[Opening Material provided section]

PR #27915, opened 2026-04-01
fix: Use different runtime for each agent call, refactor state management

yehorkardash:
## Summary

Previously, the Agent class reused a single AgentRuntime instance across all generate(), stream(), and resume() calls. This caused state from one run to leak into subsequent runs, and made concurrent calls unsafe.
This PR fixes the issue by:

- Splitting build output into a reusable AgentRuntimeConfig (built once, cached) and a per-run AgentRuntime (created fresh on each call)
- Tracking all active event buses in activeEventBuses so abort() correctly cancels every concurrent run
- Moving event handler registration to the Agent level and injecting them into each per-run event bus at creation time
- Sharing a single RunStateManager across per-run runtimes so resume() can find state from a prior stream()/generate() call
- Pre-fetching model cost once during build() and passing it through config instead of fetching per-run

## Review / Merge checklist
- [x] Tests included. 


bjorger (approved):
LGTM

[Closing Material provided section]

**Task directions:** What this exercise asks for is an exact copy of all the records.

**Output of the task:**
PR #27915, opened 2026-04-01
fix: Use different runtime for each agent call, refactor state management

yehorkardash:
## Summary

Previously, the Agent class reused a single AgentRuntime instance across all generate(), stream(), and resume() calls. This caused state from one run to leak into subsequent runs, and made concurrent calls unsafe.
This PR fixes the issue by:

- Splitting build output into a reusable AgentRuntimeConfig (built once, cached) and a per-run AgentRuntime (created fresh on each call)
- Tracking all active event buses in activeEventBuses so abort() correctly cancels every concurrent run
- Moving event handler registration to the Agent level and injecting them into each per-run event bus at creation time
- Sharing a single RunStateManager across per-run runtimes so resume() can find state from a prior stream()/generate() call
- Pre-fetching model cost once during build() and passing it through config instead of fetching per-run

## Review / Merge checklist
- [x] Tests included. 


bjorger (approved):
LGTM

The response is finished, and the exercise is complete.